PR #4238, opened 2022-05-23
sentry: HTTP health check

battlmonstr:
This is useful for some cloud deployments.
For example, Google AppEngine requires an HTTP server that replies to health checks.

### DIFF
--- a/cmd/sentry/main.go
+++ b/cmd/sentry/main.go
@@ -33,6 +33,8 @@ var (
 	maxPeers     int
 	maxPendPeers int
 	healthCheck  bool
+
+	healthCheckHTTPAddr string
 )
 
 func init() {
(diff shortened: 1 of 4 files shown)


AskAlexSharov (changes requested):
Hi.
1. FYI: we have grpc healthcheck: https://github.com/grpc/grpc/blob/master/doc/health-checking.md can find it by `grpc_health_v1.RegisterHealthServer`
2. FYI: RpcDaemon has HTTP health-check: `./cmd/rpcdaemon/health/health.go:ProcessHealthcheckIfNeeded`
3. If add HTTP health-check port to all services (downloader, sentry, txpool, erigon, consensus), then we must specify recommended ports - to avoid conflicts. Here: https://github.com/ledgerwatch/erigon#grpc-ports  and https://github.com/ledgerwatch/erigon#default-ports-and-protocols--firewalls
4. I have feeling that `--healthcheck.http.addr` - does limiting us (means we will not able to serve anything else on this HTTP port), but maybe it's fine. If in RPCDaemon we do serve HTTP health-check on --http.addr port, then maybe all Services must do the same?

battlmonstr:
@AskAlexSharov yes, I've seen the GRPC-based health checks, and based this one on that too.

So far I've only introduced this in sentry, because I've only deployed sentries so far. I might also need it in observer some time later.

But I understand the desire to keep it consistent with GRPC health checks everywhere (add it in all services and document the ports), so if you think it is an unnecessary complication, we can drop this. I can keep it as a patch on my end, until I figure out the best way to deploy the whole setup.

In terms of the ports, yes, in rpcdaemon it could reuse the main HTTP port, e.g. if `--http.addr=:8080 --healthcheck.http.addr=:8080` it could just add a `/health` handler on the main server and avoid the conflict.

========================================

◆ Your task: Please copy out every entry exactly, with nothing omitted.

◆ Written response:
PR #4238, opened 2022-05-23
sentry: HTTP health check

battlmonstr:
This is useful for some cloud deployments.
For example, Google AppEngine requires an HTTP server that replies to health checks.

### DIFF
--- a/cmd/sentry/main.go
+++ b/cmd/sentry/main.go
@@ -33,6 +33,8 @@ var (
 	maxPeers     int
 	maxPendPeers int
 	healthCheck  bool
+
+	healthCheckHTTPAddr string
 )
 
 func init() {
(diff shortened: 1 of 4 files shown)


AskAlexSharov (changes requested):
Hi.
1. FYI: we have grpc healthcheck: https://github.com/grpc/grpc/blob/master/doc/health-checking.md can find it by `grpc_health_v1.RegisterHealthServer`
2. FYI: RpcDaemon has HTTP health-check: `./cmd/rpcdaemon/health/health.go:ProcessHealthcheckIfNeeded`
3. If add HTTP health-check port to all services (downloader, sentry, txpool, erigon, consensus), then we must specify recommended ports - to avoid conflicts. Here: https://github.com/ledgerwatch/erigon#grpc-ports  and https://github.com/ledgerwatch/erigon#default-ports-and-protocols--firewalls
4. I have feeling that `--healthcheck.http.addr` - does limiting us (means we will not able to serve anything else on this HTTP port), but maybe it's fine. If in RPCDaemon we do serve HTTP health-check on --http.addr port, then maybe all Services must do the same?

battlmonstr:
@AskAlexSharov yes, I've seen the GRPC-based health checks, and based this one on that too.

So far I've only introduced this in sentry, because I've only deployed sentries so far. I might also need it in observer some time later.

But I understand the desire to keep it consistent with GRPC health checks everywhere (add it in all services and document the ports), so if you think it is an unnecessary complication, we can drop this. I can keep it as a patch on my end, until I figure out the best way to deploy the whole setup.

In terms of the ports, yes, in rpcdaemon it could reuse the main HTTP port, e.g. if `--http.addr=:8080 --healthcheck.http.addr=:8080` it could just add a `/health` handler on the main server and avoid the conflict.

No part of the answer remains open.